A real-time phenotyping framework using machine learning for plant stress severity rating in soybean

Plant Methods. 2017 Apr 8:13:23. doi: 10.1186/s13007-017-0173-7. eCollection 2017.

Abstract

Background: Phenotyping is a critical component of plant research. Accurate and precise trait collection, when integrated with genetic tools, can greatly accelerate the rate of genetic gain in crop improvement. However, efficient and automatic phenotyping of traits across large populations is a challenge; which is further exacerbated by the necessity of sampling multiple environments and growing replicated trials. A promising approach is to leverage current advances in imaging technology, data analytics and machine learning to enable automated and fast phenotyping and subsequent decision support. In this context, the workflow for phenotyping (image capture → data storage and curation → trait extraction → machine learning/classification → models/apps for decision support) has to be carefully designed and efficiently executed to minimize resource usage and maximize utility. We illustrate such an end-to-end phenotyping workflow for the case of plant stress severity phenotyping in soybean, with a specific focus on the rapid and automatic assessment of iron deficiency chlorosis (IDC) severity on thousands of field plots. We showcase this analytics framework by extracting IDC features from a set of ~4500 unique canopies representing a diverse germplasm base that have different levels of IDC, and subsequently training a variety of classification models to predict plant stress severity.
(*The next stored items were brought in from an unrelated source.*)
PR #2021, opened 2024-12-14
Refactor pagination SQL queries to use generic paramaters

rvarun11:
Changes examples to use [] to match the expected [Action] parameter type.

### DIFF
--- a/IHP/Pagination/ControllerFunctions.hs
+++ b/IHP/Pagination/ControllerFunctions.hs
@@ -15,18 +15,12 @@ module IHP.Pagination.ControllerFunctions
 import IHP.Prelude
 import IHP.Controller.Context
 import IHP.Controller.Param ( paramOrDefault, paramOrNothing )
-
-import IHP.Pagination.Types
-    ( Options(..), Pagination(..) )
-
-import IHP.QueryBuilder
-    ( HasQueryBuilder, filterWhereILike, limit, offset )
+import IHP.Pagination.Types ( Options(..), Pagination(..) )
+import IHP.QueryBuilder ( HasQueryBuilder, filterWhereILike, limit, offset )
 import IHP.Fetch (fetchCount)
-
 import IHP.ModelSupport (GetModelByTableName, sqlQuery, sqlQueryScalar, Table)
 
-import Database.PostgreSQL.Simple.ToField (toField, Action)
-import Database.PostgreSQL.Simple.Types (Query(Query))
+import Database.PostgreSQL.Simple (FromRow, ToRow, Query(..), Only(Only), (:.)(..))
 
 -- | Paginate a query, with the following default options:
 --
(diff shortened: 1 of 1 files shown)


mpscholten:
Will the empty list not generate a type error?

rvarun11:
No, using the  `()` you get
```
 Couldn't match expected type ‘[Database.PostgreSQL.Simple.ToField.Action]’
```

It will get rid of that error but you may need to annotate it with the type of `model` if you get the following:
```
 The type variable ‘model0’ is ambiguous
 ```
 to fix that, you can:
 ```haskell
 (users, pagination) <- paginatedSqlQuery @User "SELECT * FROM users" []
```

Should I add this as well?

amitaibu:
Yes, I think it's best to have a fully working example.

rvarun11:
@amitaibu I've updated the examples as discussed :)

mpscholten:
The type of `paginatedSqlQuery` is wrong. It needs to be a type parameter. E.g. `sqlExec` or `sqlQuery` in IHP use a generic `query` type argument with a `ToRow q` constraint:

https://github.com/digitallyinduced/ihp/blob/17f17b5f1bcc3475df2ba8e90f1c7dffd5ae9773/IHP/ModelSupport.hs#L416

rvarun11:
Hey @mpscholten, I've updated the PR to what we discussed.

CSchank:
@rvarun11 We played with this exact problem recently and ran into lots of weird stuff with the constraints. I believe the `FromRow` constraint is unnecessary and will constrain things more than needed. For instance, `sqlQuery` doesn't require it: https://ihp.digitallyinduced.com/api-docs/IHP-ModelSupport.html#v:sqlQuery. It would mean you can't use certain types of values as inputs, if they don't have FromRow instances, at least that's what we ran into. 

I think it seems to be needed here because of the subquery to do the count query. We actually implemented this exact function in our project a few months ago and were able to avoid the need for `FromRow`. Our code isn't open source, but I'll provide you a link to our version in case it's useful.

CSchank:
Update: sorry, I got confused. `FromRow` is on the output result, not the input. So I think this matches what we came up with. I think for a while our type signature was more complex and I remember us running into some other weird things but we both arrived at the same type signature in the end. 😊

rvarun11:
@mpscholten It is ready for review

IHP/Pagination/ControllerFunctions.hs
```diff
@@ -179,12 +173,12 @@ defaultPaginationOptions =
 --
 -- *AutoRefresh:* When using 'paginatedSqlQuery' with AutoRefresh, you need to use 'trackTableRead' to let AutoRefresh know that you have accessed a certain table. Otherwise AutoRefresh will not watch table of your custom sql query.
 paginatedSqlQuery
-  :: forall model
-   . ( FromRow model
+  :: ( FromRow r
```
mpscholten, line 176: Why was the type variable name changed from `model` to `r`?

IHP/Pagination/ControllerFunctions.hs
```diff
@@ -202,14 +196,14 @@ paginatedSqlQuery = paginatedSqlQueryWithOptions defaultPaginationOptions
 --
 -- *AutoRefresh:* When using 'paginatedSqlQuery' with AutoRefresh, you need to use 'trackTableRead' to let AutoRefresh know that you have accessed a certain table. Otherwise AutoRefresh will not watch table of your custom sql query.
 paginatedSqlQueryWithOptions
-  :: forall model
-   . ( FromRow model
+  :: ( FromRow r
```
mpscholten, line 199: same here

IHP/Pagination/ControllerFunctions.hs
rvarun11: To maintain consistency with similar functions: 

https://github.com/digitallyinduced/ihp/blob/17f17b5f1bcc3475df2ba8e90f1c7dffd5ae9773/IHP/ModelSupport.hs#L379

mpscholten: Makes sense, but let's keep the old name. Single variable names are not good. (We should eventually patch `sqlQuery` to fix this there as well)

rvarun11: I see. That makes sense. I've updated the PR accordingly.

mpscholten (approved):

The best classifier is then deployed as a smartphone app for rapid and real time severity rating in the field.

Results: We investigated 10 different classification approaches, with the best classifier being a hierarchical classifier with a mean per-class accuracy of ~96%. We construct a phenotypically meaningful 'population canopy graph', connecting the automatically extracted canopy trait features with plant stress severity rating. We incorporated this image capture → image processing → classification workflow into a smartphone app that enables automated real-time evaluation of IDC scores using digital images of the canopy.

Conclusion: We expect this high-throughput framework to help increase the rate of genetic gain by providing a robust extendable framework for other abiotic and biotic stresses. We further envision this workflow embedded onto a high throughput phenotyping ground vehicle and unmanned aerial system that will allow real-time, automated stress trait detection and quantification for plant research, breeding and stress scouting applications.

Keywords: High-throughput phenotyping; Image analysis; Machine learning; Plant stress; Smartphone.